> **Work task**: List each line of the data that holds the string "culprit".
======== Data records
PR #1520, opened 2025-07-19
Swimming FIT Unit test fix

FJBDev:
@wolfgang-ch A note should be added in the 25.next readme to inform the users that swimming tours previously imported with a FIT file should be reimported.


wolfgang-ch:
> @wolfgang-ch A note should be added in the 25.next readme to inform the users that swimming tours previously imported with a FIT file should be reimported.

Done https://github.com/mytourbook/mytourbook/commit/6621570b4ee1164631d0a58e7faca2046476671a

FJBDev:
And when I click on the commit hash, it shows this message

image

wolfgang-ch:
@FJBDev I replaced my commit with your pull request by using cherry picking, your commit is now also in the git history execpt that the sequence is not the same but this doesn't matter in this case

PR #1531, opened 2025-07-29
25.8 French translation, Java 21 for Github Build, UI test fixes and  Switching to the v3 Suunto Workout API

FJBDev:
- Replaced regular ASCII space (U+0020) between the time and "AM with narrow no-break space (U+202F) as it was making the UI tests fail recently. Maybe due to moving to the embedded Edge browser ?


wolfgang-ch (approved):
Nothing to complain 😄

PR #1558, opened 2025-08-25
Partial unit test fixes, MT system & build updates (Gradle 9, package updates)

FJBDev:


build/build.net.tourbook/build.gradle
```diff
@@ -159,33 +152,26 @@ task mt_40_ExtractWinFiles {
 /*
  Create win exe files
 */
-task mt_50_CreateExeFiles {
-        
-   doLast {
-       
-      println 'Creating Windows setup files'
+task mt_50_CreateExeFiles(type: Exec) {
```
wolfgang-ch, line 155: Only one windows installer is created instead of two

image


The build process runs without any errors

image

wolfgang-ch (changes requested):

bundles/net.tourbook/src/net/tourbook/importdata/RawDataManager.java
```diff
@@ -4186,7 +4186,7 @@ public void updateTourData_InImportView_FromDb(final IProgressMonitor monitor) {
 
                new ProgressMonitorDialog(Display.getDefault().getActiveShell()).run(
                      true, // fork
-                     false, // cancelable
+                     false, // cancellable
```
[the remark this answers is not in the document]
FJBDev: My bad, I learned something new today 😄. Reverted

build/build.net.tourbook/build.gradle
FJBDev: I will try locally, it works on the GitHub build

FJBDev: I had to switch machine recently for my MT development and need to install maven etc.... I will let you know once that is done

FJBDev: My build fails with the error below. Any idea why ?

image

wolfgang-ch: There is a local and reduced git repo to speedup the build process. The startingpoint is this readme file https://github.com/mytourbook/mytourbook/blob/main/build/build.eclipse.4.26.nl.repo/How%20to%20update%20this%20p2%20repo.txt

wolfgang-ch: The build do not run, it creates these logs

[mt-build.log](https://github.com/user-attachments/files/22229883/mt-build.log)
[log.txt](https://github.com/user-attachments/files/22229886/log.txt)

wolfgang-ch: In your screenshot, the `.exe` files are much larger than when I created it. Because the build do not run, so I can't can say how large my `.exe` files will be

wolfgang-ch: ... and the gradle version

image

wolfgang-ch: With tycho 4.0.13 the build runs without an error and the .exe file are not much larger than before

[mt-build.log](https://github.com/user-attachments/files/22237757/mt-build.log)

image

FJBDev: > ... and the gradle version
> 
Yes, but I had already upgraded it the last time you tried to run the build.

>With tycho 4.0.13 the build runs without an error and the .exe file are not much larger than before

I can downgrade the tycho build if you prefer but it runs fine on my Windows and on the GutHub build

FJBDev: >With tycho 4.0.13 the build runs without an error and the .exe file are not much larger than before

Can you try with Tycho 4 to see if Tycho 5 is actually the culprit ? I can't reproduce it locally, it works fine for me

wolfgang-ch: > > With tycho 4.0.13 the build runs without an error and the .exe file are not much larger than before
> 
> Can you try with Tycho 4 to see if Tycho 5 is actually the culprit ? I can't reproduce it locally, it works fine for me

This is what I already did.

I found the same error in https://github.com/eclipse-tycho/tycho/issues/4226 with the hint that a newer maven version can fix it, and it fixed this issue. Now the build with tycho 5 is working 😄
================
> **Written response**:
Can you try with Tycho 4 to see if Tycho 5 is actually the culprit ? I can't reproduce it locally, it works fine for me
> Can you try with Tycho 4 to see if Tycho 5 is actually the culprit ? I can't reproduce it locally, it works fine for me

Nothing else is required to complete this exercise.